PR #2813, opened 2024-11-21
chore: Adds initial TPF implementation for advanced_cluster

EspenAlbert:
## Description

- Note: `CLOUDP-284793_unit_test_sdk_mocking` branch name is missleading but PR changed, so prefer keeping it to have all discussions relevant.
- Adds inital TPF implementation for advanced_cluster
  - Limited to ISS schema and some missing logic (see technical design for details)
- Adds 1 "live" acceptance tests: `TestAccClusterAdvancedCluster_basicTenant`
- Fixes some issues with `move_state.go`
- More tests can be found in https://github.com/mongodb/terraform-provider-mongodbatlas/pull/2820

Link to any related issue(s): CLOUDP-284793

## Type of change:

## Required Checklist:


.github/workflows/acceptance-tests-runner.yml
```diff
@@ -359,6 +359,13 @@ jobs:
           terraform_wrapper: false  
       - name: Prepare new advanced_cluster
         run: make tools enable-advancedclustertpf  
+      - name: Mocked Acceptance Tests
+        env:
+          MONGODB_ATLAS_LAST_VERSION: ${{ needs.get-provider-version.outputs.provider_version }}
```
lantoli: no needed, MONGODB_ATLAS_LAST_VERSION is only used for mig tests

internal/common/constant/error_codes.go
```diff
@@ -0,0 +1,5 @@
+package constant
+
+const (
+	ErrorCodeClusterNotFound = "CLUSTER_NOT_FOUND"
```
lantoli: nit: keep it at the moment in tpf package if not needed outside

internal/service/advancedclustertpf/resource.go
```diff
@@ -55,40 +67,24 @@ func (r *rs) Schema(ctx context.Context, req resource.SchemaRequest, resp *resou
...
-	if err != nil {
-		resp.Diagnostics.AddError("errorCreate", fmt.Sprintf(errorCreate, err.Error()))
+	diags := &resp.Diagnostics
+	if diags.HasError() {
 		return
 	}
-	tfNewModel, shouldReturn := mockedSDK(ctx, &resp.Diagnostics, plan.Timeouts)
-	if shouldReturn {
-		return
+	summary, detail := r.createCluster(ctx, &plan, diags, resp)
```
lantoli: why not createCluster adds errors to diags (passing pointer) and doesn't need to return anything, and we check like previously: if diags.HasError() {...

in that way it could also potentially add warnings

.github/workflows/acceptance-tests-runner.yml
EspenAlbert: Thanks. Deleting

internal/common/constant/error_codes.go
EspenAlbert: Ok. Removing

internal/service/advancedclustertpf/resource.go
EspenAlbert: The problem is that you cannot do 
```go
return diags.AddError(summary, detail)
```
You will have to do it on two lines:
```go
diags.AddError(summary, detail)
return
```

As these functions have ~ 8 different return positions, I thought it was more readable to return summary, detail in one line.

WDYT?

Remembering to do the `return` is an easy mistake that we don't have any linting for yet

lantoli: i see your point but I would go for removing  summary and detail from the response. 

createCluster can add logs, e.g. from the call to NewAtlasReq. 

I think it's confusing and can be error prone that we return empty summary and detail but we might have filled diags so there is actually an error. There are different ways to raise an error.

Also it's more "elegant" as main operations will look similar:

```
func (r *rs) Create(ctx context.Context, req resource.CreateRequest, resp *resource.CreateResponse) {
	var plan TFModel
	diags := &resp.Diagnostics
	if diags.HasError() {
		return
	}
        r.createCluster(ctx, &plan, diags, resp)
}
```

internal/service/advancedclustertpf/resource.go
```diff
@@ -99,80 +96,230 @@ func (r *rs) Update(ctx context.Context, req resource.UpdateRequest, resp *resou
...
+func (r *rs) readCluster(ctx context.Context, model *TFModel, state *tfsdk.State, diags *diag.Diagnostics) {
+	clusterName := model.Name.ValueString()
+	projectID := model.ProjectID.ValueString()
+	api := r.Client.AtlasV220240805.ClustersApi
+	readResp, _, err := api.GetCluster(ctx, projectID, clusterName).Execute()
 	if err != nil {
-		diags.AddError("errorCreate", fmt.Sprintf(errorCreate, err.Error()))
-		return nil, true
+		if admin.IsErrorCode(err, ErrorCodeClusterNotFound) {
+			state.RemoveResource(ctx)
```
lantoli, line 194: RemoveResource should only be called from Read,  readCluster is also called from Update: https://developer.hashicorp.com/terraform/plugin/framework/resources/update

```
Caveats:
An error is returned if the response state has the RemoveResource() method called. This method is not valid during update. Return an error if the resource is no longer exists.
```

internal/service/advancedclustertpf/resource.go
```diff
@@ -55,40 +68,24 @@ func (r *rs) Schema(ctx context.Context, req resource.SchemaRequest, resp *resou
...
-			return
-		}
-		resp.Diagnostics.Append(resp.State.Set(ctx, tfModel)...)
-	} else {
-		resp.Diagnostics.Append(resp.State.Set(ctx, state)...)
-	}
+	r.readCluster(ctx, &state, &resp.State, diags)
 }
 
 func (r *rs) Update(ctx context.Context, req resource.UpdateRequest, resp *resource.UpdateResponse) {
```
lantoli: I love how Create and Read are, few lines and high level, delegating in the function doing the hard work.   We might want to use a similar approach for Update, and even Delete.

internal/service/advancedclustertpf/resource.go
```diff
@@ -99,80 +96,230 @@ func (r *rs) Update(ctx context.Context, req resource.UpdateRequest, resp *resou
...
+	if diags.HasError() {
 		return
 	}
-	name := state.Name.ValueString()
-	clusterID := state.ClusterID.ValueString()
-	if clusterID == "" {
-		resp.Diagnostics.AddError("errorDelete", fmt.Sprintf(errorDelete, name, "clusterID is empty"))
+	clusterName := state.Name.ValueString()
+	projectID := state.ProjectID.ValueString()
+	if clusterName == "" {
```
lantoli: when can clusterName be empty in Delete? can projectID also be empty?

internal/service/advancedclustertpf/resource.go
```diff
@@ -99,80 +96,230 @@ func (r *rs) Update(ctx context.Context, req resource.UpdateRequest, resp *resou
...
+		resp.Diagnostics.AddError("errorDelete", fmt.Sprintf(errorDelete, clusterName, "clusterName is empty"))
 		return
 	}
+	api := r.Client.AtlasV2.ClustersApi
```
lantoli, line 132: i like this approach of api var

internal/service/advancedclustertpf/resource.go
```diff
@@ -99,80 +96,230 @@ func (r *rs) Update(ctx context.Context, req resource.UpdateRequest, resp *resou
...
+	_, err := api.DeleteCluster(ctx, projectID, clusterName).Execute()
+	if err != nil {
+		diags.AddError("errorDelete", fmt.Sprintf(errorDelete, clusterName, err.Error()))
```
lantoli, line 135: do we want literal "errorDelete" as the summary? we might want a more "human" text.  similar for others

internal/service/advancedclustertpf/resource.go
```diff
@@ -99,80 +96,230 @@ func (r *rs) Update(ctx context.Context, req resource.UpdateRequest, resp *resou
...
+	}
+	_, summary, detail := r.awaitChanges(ctx, &state.Timeouts, diags, projectID, clusterName, "delete")
```
lantoli: similar to previous case I would also remove summary/detail,    we're also adding errors to diags in awaitChanges, so it's confusing to have 2 ways to raise errors

internal/service/advancedclustertpf/resource.go
EspenAlbert: I tried to make the change, and I agree it looks better and is more error safe.
3d3ebe5e2f42206b4d660685807e703761f05a22

internal/service/advancedclustertpf/resource.go
```diff
@@ -99,80 +96,230 @@ func (r *rs) Update(ctx context.Context, req resource.UpdateRequest, resp *resou
...
 }
 
-func mockedSDK(ctx context.Context, diags *diag.Diagnostics, timeout timeouts.Value) (*TFModel, bool) {
-	sdkResp, err := ReadClusterResponse()
+func (r *rs) createCluster(ctx context.Context, plan *TFModel, diags *diag.Diagnostics, resp *resource.CreateResponse) (summary, detail string) {
+	sdkReq := NewAtlasReq(ctx, plan, diags)
+	if diags.HasError() {
+		return "", ""
+	}
+	api := r.Client.AtlasV220240805.ClustersApi
```
lantoli, line 150: I think it's more clear to use api only for AtlasV2, i would use apiSomething for others similar to apiLegacy.  What's special in AtlasV220240805 that we can't use AtlasV2? so we can name it with that

internal/service/advancedclustertpf/resource.go
```diff
@@ -99,80 +96,230 @@ func (r *rs) Update(ctx context.Context, req resource.UpdateRequest, resp *resou
 	if diags.HasError() {
 		return
 	}
+	api := r.Client.AtlasV220240805.ClustersApi
 	patchReq := update.PatchPayloadTpf(ctx, diags, &state, &plan, NewAtlasReq)
+	projectID := plan.ProjectID.ValueString()
+	clusterName := plan.Name.ValueString()
+	var cluster *admin20240805.ClusterDescription20240805
+	var advConfig *admin20240805.ClusterDescriptionProcessArgs20240805
```
lantoli: similar comment as in api, if we using "legacy" for admin20240530, i would use something for admin20240805

internal/service/advancedclustertpf/resource.go
```diff
@@ -99,80 +96,230 @@ func (r *rs) Update(ctx context.Context, req resource.UpdateRequest, resp *resou
 	if diags.HasError() {
 		return
 	}
+	api := r.Client.AtlasV220240805.ClustersApi
 	patchReq := update.PatchPayloadTpf(ctx, diags, &state, &plan, NewAtlasReq)
+	projectID := plan.ProjectID.ValueString()
+	clusterName := plan.Name.ValueString()
```
lantoli: nit: use var (...) block when declaring multiple variables, also valid for vars with :=

internal/service/advancedclustertpf/resource.go
```diff
@@ -99,80 +96,230 @@ func (r *rs) Update(ctx context.Context, req resource.UpdateRequest, resp *resou
 	if diags.HasError() {
 		return
 	}
+	api := r.Client.AtlasV220240805.ClustersApi
 	patchReq := update.PatchPayloadTpf(ctx, diags, &state, &plan, NewAtlasReq)
+	projectID := plan.ProjectID.ValueString()
```
lantoli: Update must fail if projectID or clusterName change, we don't want to delete the current cluster and create a new one.

we don't want stringplanmodifier.RequiresReplace(),  in name in schema.

I think we should check it here in Update operation

internal/service/advancedclustertpf/resource.go
```diff
@@ -99,80 +96,230 @@ func (r *rs) Update(ctx context.Context, req resource.UpdateRequest, resp *resou
...
+	var advConfig *admin20240805.ClusterDescriptionProcessArgs20240805
+	var legacyAdvConfig *admin20240530.ClusterDescriptionProcessArgs
+	var err error
 	if patchReq != nil {
-		err := StoreUpdatePayload(patchReq)
-		if err != nil {
-			diags.AddError("error storing update payload", fmt.Sprintf("error storing update payload: %s", err.Error()))
+		pauseAfter := false
+		if patchReq.Paused != nil && patchReq.GetPaused() {
+			// More changes than pause, need to pause after
```
lantoli, line 107: is first part of the comment correct in the 2 places?  // More changes than pause

internal/service/advancedclustertpf/resource.go
```diff
@@ -99,80 +96,230 @@ func (r *rs) Update(ctx context.Context, req resource.UpdateRequest, resp *resou
...
+	}
+	summary, detail := r.convertClusterAddAdvConfig(ctx, nil, nil, readResp, model.Timeouts, diags, state)
+	if summary != "" || detail != "" {
+		diags.AddError(summary, detail)
 	}
-	tfNewModel := NewTFModel(ctx, sdkResp, timeout, diags)
-	sdkAdvConfig, err := ReadClusterProcessArgsResponse()
+}
+func (r *rs) updateAndWait(ctx context.Context, patchReq *admin20240805.ClusterDescription20240805, diags *diag.Diagnostics, tfModel *TFModel) *admin20240805.ClusterDescription20240805 {
+	api := r.Client.AtlasV220240805.ClustersApi
```
lantoli: similar to other comments, use apiSomething for the relevant thing about AtlasV220240805

internal/service/advancedclustertpf/resource.go
```diff
@@ -99,80 +96,230 @@ func (r *rs) Update(ctx context.Context, req resource.UpdateRequest, resp *resou
...
-	sdkAdvConfigLegacy, err := ReadClusterProcessArgsResponseLegacy()
+	return cluster
+}
+
+func (r *rs) awaitChanges(ctx context.Context, t *timeouts.Value, diags *diag.Diagnostics, projectID, clusterName, changeReason string) (cluster *admin20240805.ClusterDescription20240805, summary, detail string) {
+	var timeoutDuration time.Duration
+	var localDiags diag.Diagnostics
+	var targetState = retrystrategy.RetryStrategyIdleState
+	var extraPending = []string{}
+	switch changeReason {
```
lantoli: we might want to use consts for changeReason values, also when calling awaitChange like:
```
// use const instead of "update"
cluster, summary, detail := r.awaitChanges(ctx, &tfModel.Timeouts, diags, projectID, clusterName, "update")
```

lantoli: although if it's only to get the timeout, ok to leave as it is at the moment. we might also want to pass the specific timeout instead of all timeouts, although i see changeReason is also used in an error text, and also in a condition

internal/service/advancedclustertpf/resource.go
```diff
@@ -99,80 +96,230 @@ func (r *rs) Update(ctx context.Context, req resource.UpdateRequest, resp *resou
...
+	case "create":
+		timeoutDuration, localDiags = t.Create(ctx, defaultTimeout)
+		diags.Append(localDiags...)
```
lantoli: don't we need to check diags.HasError in each case?

internal/service/advancedclustertpf/resource.go
```diff
@@ -99,80 +96,230 @@ func (r *rs) Update(ctx context.Context, req resource.UpdateRequest, resp *resou
...
-	}
-
-	// TODO: Use requests to do actual updates with Admin API
-	tfNewModel, shouldReturn := mockedSDK(ctx, diags, plan.Timeouts)
-	// TODO: keep project_id and name from plan to avoid overwriting for move_state tests. We should probably do the same with the rest of attributes
-	tfNewModel.Name = plan.Name
-	tfNewModel.ProjectID = plan.ProjectID
-	if shouldReturn {
-		return
+	if cluster != nil {
```
lantoli: i think it's a bit hard to follow what happens to cluster var, maybe we could use different cluster vars instead of the same one across the full Update func.

for instance not sure when the else happens here and we  call readCluster

internal/service/advancedclustertpf/resource.go
```diff
@@ -99,80 +96,230 @@ func (r *rs) Update(ctx context.Context, req resource.UpdateRequest, resp *resou
...
+		return nil, "", ""
+	}
+	cluster, ok := clusterAny.(*admin20240805.ClusterDescription20240805)
+	if !ok {
+		return nil, "errorAwaitingCluster", fmt.Sprintf(errorCreate, "unexpected type from WaitForStateContext")
+	}
+	return cluster, "", ""
+}
+
+func (r *rs) convertClusterAddAdvConfig(ctx context.Context, legacyAdvConfig *admin20240530.ClusterDescriptionProcessArgs, advConfig *admin20240805.ClusterDescriptionProcessArgs20240805, cluster *admin20240805.ClusterDescription20240805, resourceTimeouts timeouts.Value, diags *diag.Diagnostics, state *tfsdk.State) (summary, detail string) {
```
lantoli: same as other comments, i wouldn't use summary/detail

lantoli: does convertClusterAddAdvConfig do more than doing the advanced config call? why does it have "convertCluster" in the name?

internal/common/retrystrategy/retry_state.go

* * * * * * *

◆ Task goal ◆
Return only the exact lines from the opening of the records through the line that contains "- Fixes some", both included.

◆ Solution for this problem ◆
PR #2813, opened 2024-11-21
chore: Adds initial TPF implementation for advanced_cluster

EspenAlbert:
## Description

- Note: `CLOUDP-284793_unit_test_sdk_mocking` branch name is missleading but PR changed, so prefer keeping it to have all discussions relevant.
- Adds inital TPF implementation for advanced_cluster
  - Limited to ISS schema and some missing logic (see technical design for details)
- Adds 1 "live" acceptance tests: `TestAccClusterAdvancedCluster_basicTenant`
- Fixes some issues with `move_state.go`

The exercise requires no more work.